**DIRECTIONS**: Find the line with "Issue #485, opened 2026-08-11" and the line with "set** (field-tested on" in the entries below; output exactly those two lines, every line between them, and no others.

**DATA RECORDS**:
□ □ □ □ □ □ □

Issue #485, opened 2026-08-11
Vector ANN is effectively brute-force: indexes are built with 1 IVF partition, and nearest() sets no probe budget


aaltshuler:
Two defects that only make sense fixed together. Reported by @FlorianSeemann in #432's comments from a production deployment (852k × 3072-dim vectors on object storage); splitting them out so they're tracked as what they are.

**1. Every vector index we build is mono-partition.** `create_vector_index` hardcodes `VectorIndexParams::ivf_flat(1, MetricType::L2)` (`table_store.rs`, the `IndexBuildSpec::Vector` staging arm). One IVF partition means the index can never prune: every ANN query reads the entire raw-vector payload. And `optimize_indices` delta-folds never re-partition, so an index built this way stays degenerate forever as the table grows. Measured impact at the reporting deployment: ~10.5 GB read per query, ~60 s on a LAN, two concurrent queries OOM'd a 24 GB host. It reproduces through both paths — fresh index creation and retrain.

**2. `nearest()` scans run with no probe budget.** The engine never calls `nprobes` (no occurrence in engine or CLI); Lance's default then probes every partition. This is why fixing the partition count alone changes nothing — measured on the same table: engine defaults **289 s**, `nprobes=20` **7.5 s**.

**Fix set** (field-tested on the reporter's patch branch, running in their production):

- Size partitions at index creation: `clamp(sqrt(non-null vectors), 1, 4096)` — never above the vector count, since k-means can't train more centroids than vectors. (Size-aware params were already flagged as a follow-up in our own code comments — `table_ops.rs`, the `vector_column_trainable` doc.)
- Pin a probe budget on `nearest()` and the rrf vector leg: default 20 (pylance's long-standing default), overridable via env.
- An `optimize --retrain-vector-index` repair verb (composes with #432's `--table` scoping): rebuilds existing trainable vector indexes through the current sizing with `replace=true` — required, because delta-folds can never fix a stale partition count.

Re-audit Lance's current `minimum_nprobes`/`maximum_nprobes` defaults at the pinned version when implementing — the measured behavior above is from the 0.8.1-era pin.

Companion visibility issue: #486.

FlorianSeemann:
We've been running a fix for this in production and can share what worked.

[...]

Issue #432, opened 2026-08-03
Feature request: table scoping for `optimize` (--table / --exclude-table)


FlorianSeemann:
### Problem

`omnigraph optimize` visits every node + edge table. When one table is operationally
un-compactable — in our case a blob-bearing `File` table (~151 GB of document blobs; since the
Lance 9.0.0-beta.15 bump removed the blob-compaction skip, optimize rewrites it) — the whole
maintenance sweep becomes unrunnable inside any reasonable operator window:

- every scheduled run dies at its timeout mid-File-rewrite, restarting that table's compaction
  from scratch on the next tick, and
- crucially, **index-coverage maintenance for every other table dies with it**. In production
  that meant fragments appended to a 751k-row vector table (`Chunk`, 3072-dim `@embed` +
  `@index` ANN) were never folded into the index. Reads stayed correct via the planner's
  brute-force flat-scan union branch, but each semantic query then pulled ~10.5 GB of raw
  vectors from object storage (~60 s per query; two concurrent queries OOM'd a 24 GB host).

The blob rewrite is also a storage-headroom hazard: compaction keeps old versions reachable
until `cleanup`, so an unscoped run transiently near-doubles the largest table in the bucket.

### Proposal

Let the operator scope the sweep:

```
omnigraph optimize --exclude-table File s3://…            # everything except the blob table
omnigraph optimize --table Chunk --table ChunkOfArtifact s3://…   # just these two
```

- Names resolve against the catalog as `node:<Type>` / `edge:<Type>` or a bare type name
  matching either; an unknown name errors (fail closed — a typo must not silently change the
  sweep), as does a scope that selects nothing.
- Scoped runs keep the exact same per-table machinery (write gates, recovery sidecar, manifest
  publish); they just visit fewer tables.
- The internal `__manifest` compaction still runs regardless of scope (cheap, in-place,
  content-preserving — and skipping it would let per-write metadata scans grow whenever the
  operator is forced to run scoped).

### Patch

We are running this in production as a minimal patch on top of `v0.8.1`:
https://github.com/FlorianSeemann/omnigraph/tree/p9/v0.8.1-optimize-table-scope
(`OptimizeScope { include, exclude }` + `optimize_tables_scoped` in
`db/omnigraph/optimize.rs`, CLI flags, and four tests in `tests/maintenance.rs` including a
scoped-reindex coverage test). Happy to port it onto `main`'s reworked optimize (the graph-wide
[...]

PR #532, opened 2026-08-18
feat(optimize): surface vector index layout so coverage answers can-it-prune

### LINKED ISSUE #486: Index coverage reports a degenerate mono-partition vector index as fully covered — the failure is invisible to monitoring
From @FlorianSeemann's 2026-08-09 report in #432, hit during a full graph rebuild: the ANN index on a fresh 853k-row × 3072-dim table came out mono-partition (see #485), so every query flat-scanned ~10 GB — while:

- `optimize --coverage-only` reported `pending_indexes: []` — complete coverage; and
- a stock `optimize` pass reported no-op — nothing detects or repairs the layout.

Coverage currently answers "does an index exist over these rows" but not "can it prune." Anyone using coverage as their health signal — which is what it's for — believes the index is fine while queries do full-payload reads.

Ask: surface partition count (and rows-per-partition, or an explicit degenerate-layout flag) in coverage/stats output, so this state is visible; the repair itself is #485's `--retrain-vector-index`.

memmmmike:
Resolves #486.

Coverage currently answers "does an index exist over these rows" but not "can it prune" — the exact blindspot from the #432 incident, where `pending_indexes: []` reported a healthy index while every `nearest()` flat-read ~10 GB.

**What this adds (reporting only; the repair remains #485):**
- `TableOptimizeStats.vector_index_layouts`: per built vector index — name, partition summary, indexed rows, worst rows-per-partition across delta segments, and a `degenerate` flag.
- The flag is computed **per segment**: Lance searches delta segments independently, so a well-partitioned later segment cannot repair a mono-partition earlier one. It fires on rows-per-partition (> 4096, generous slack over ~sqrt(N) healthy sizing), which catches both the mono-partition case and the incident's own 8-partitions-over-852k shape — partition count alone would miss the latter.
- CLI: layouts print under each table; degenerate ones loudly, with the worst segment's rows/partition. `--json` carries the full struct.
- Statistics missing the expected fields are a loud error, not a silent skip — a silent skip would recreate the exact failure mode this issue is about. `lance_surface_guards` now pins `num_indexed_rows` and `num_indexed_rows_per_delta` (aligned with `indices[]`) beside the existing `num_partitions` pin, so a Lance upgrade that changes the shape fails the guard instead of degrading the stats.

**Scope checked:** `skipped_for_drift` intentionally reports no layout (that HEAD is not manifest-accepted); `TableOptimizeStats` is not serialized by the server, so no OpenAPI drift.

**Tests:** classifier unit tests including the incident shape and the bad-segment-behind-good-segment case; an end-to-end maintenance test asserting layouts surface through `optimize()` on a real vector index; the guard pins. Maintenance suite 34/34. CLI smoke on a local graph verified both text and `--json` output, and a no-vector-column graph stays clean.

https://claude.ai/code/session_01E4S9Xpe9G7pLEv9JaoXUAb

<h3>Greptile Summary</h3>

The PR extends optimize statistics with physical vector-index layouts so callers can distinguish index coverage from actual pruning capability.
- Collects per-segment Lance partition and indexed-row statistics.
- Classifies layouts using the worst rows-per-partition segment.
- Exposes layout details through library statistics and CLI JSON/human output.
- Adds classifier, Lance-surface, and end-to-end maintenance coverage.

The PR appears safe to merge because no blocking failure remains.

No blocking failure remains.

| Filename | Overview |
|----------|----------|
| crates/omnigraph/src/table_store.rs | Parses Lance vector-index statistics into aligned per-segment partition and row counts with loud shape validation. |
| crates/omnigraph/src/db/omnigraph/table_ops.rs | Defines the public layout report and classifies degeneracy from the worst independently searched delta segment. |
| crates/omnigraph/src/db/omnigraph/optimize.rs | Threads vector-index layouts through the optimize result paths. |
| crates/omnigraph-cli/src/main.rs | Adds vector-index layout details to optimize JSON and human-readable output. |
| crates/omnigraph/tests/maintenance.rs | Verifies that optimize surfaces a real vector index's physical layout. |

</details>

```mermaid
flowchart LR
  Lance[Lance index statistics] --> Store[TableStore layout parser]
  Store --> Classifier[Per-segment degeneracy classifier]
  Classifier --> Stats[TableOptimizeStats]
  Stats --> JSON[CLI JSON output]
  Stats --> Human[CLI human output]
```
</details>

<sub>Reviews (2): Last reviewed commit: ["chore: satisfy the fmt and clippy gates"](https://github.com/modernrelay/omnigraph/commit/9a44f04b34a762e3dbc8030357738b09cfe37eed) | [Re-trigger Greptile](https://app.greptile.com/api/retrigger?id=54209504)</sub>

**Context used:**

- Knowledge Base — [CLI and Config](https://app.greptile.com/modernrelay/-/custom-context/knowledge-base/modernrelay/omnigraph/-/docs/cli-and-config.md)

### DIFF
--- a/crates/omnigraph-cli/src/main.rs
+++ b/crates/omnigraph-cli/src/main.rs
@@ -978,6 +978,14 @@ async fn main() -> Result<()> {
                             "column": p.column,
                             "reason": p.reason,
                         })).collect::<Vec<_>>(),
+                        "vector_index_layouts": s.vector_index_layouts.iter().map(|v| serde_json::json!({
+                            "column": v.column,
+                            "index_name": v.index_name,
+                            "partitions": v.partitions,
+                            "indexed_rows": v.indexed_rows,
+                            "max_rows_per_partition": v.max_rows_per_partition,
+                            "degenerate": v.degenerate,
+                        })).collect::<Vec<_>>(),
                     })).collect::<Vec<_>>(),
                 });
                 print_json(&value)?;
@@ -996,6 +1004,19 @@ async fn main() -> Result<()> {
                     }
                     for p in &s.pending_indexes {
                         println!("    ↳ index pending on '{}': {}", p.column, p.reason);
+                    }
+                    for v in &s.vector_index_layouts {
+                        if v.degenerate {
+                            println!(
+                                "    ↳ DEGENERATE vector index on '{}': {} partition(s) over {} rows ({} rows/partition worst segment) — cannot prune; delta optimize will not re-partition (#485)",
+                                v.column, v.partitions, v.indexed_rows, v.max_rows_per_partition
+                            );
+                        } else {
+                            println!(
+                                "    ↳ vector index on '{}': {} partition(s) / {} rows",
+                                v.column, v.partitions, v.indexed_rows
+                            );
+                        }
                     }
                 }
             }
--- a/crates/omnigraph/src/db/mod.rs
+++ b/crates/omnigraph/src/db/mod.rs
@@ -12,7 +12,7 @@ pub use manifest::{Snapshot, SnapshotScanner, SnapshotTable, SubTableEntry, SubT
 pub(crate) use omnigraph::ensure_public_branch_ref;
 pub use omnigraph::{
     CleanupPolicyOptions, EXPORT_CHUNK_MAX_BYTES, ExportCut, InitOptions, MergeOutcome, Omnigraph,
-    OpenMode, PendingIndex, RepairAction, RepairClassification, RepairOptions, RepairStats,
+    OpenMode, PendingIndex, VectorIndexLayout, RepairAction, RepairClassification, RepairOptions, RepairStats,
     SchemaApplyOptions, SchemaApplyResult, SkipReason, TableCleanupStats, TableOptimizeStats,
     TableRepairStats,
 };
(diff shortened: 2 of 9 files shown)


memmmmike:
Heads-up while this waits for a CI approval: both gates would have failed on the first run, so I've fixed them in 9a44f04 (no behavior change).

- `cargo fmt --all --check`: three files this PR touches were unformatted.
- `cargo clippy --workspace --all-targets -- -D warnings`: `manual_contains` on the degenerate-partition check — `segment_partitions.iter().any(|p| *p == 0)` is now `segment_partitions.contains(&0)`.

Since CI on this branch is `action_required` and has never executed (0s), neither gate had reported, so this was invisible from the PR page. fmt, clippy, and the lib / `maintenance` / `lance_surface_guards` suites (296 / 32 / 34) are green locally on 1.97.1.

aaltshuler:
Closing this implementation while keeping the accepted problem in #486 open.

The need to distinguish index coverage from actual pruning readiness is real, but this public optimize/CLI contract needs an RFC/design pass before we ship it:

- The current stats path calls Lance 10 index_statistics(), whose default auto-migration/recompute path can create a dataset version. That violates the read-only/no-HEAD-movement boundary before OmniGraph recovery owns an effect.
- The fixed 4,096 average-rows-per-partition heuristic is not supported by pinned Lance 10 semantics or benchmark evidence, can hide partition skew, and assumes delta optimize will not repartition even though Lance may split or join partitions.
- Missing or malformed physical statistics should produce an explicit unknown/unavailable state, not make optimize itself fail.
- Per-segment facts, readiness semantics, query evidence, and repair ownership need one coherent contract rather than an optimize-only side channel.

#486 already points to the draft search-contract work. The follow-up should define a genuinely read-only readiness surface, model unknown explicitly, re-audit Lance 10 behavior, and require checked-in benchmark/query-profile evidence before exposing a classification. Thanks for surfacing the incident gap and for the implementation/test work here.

□ □ □ □ □ □ □

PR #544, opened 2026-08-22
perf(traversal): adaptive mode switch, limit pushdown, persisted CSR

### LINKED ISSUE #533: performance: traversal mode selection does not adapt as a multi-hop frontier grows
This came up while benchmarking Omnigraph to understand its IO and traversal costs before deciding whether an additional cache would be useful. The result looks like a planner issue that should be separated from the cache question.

□ □ □ □ □ □ □

**RESPONSE TO THIS TASK**:
Issue #485, opened 2026-08-11
Vector ANN is effectively brute-force: indexes are built with 1 IVF partition, and nearest() sets no probe budget


aaltshuler:
Two defects that only make sense fixed together. Reported by @FlorianSeemann in #432's comments from a production deployment (852k × 3072-dim vectors on object storage); splitting them out so they're tracked as what they are.

**1. Every vector index we build is mono-partition.** `create_vector_index` hardcodes `VectorIndexParams::ivf_flat(1, MetricType::L2)` (`table_store.rs`, the `IndexBuildSpec::Vector` staging arm). One IVF partition means the index can never prune: every ANN query reads the entire raw-vector payload. And `optimize_indices` delta-folds never re-partition, so an index built this way stays degenerate forever as the table grows. Measured impact at the reporting deployment: ~10.5 GB read per query, ~60 s on a LAN, two concurrent queries OOM'd a 24 GB host. It reproduces through both paths — fresh index creation and retrain.

**2. `nearest()` scans run with no probe budget.** The engine never calls `nprobes` (no occurrence in engine or CLI); Lance's default then probes every partition. This is why fixing the partition count alone changes nothing — measured on the same table: engine defaults **289 s**, `nprobes=20` **7.5 s**.

**Fix set** (field-tested on the reporter's patch branch, running in their production):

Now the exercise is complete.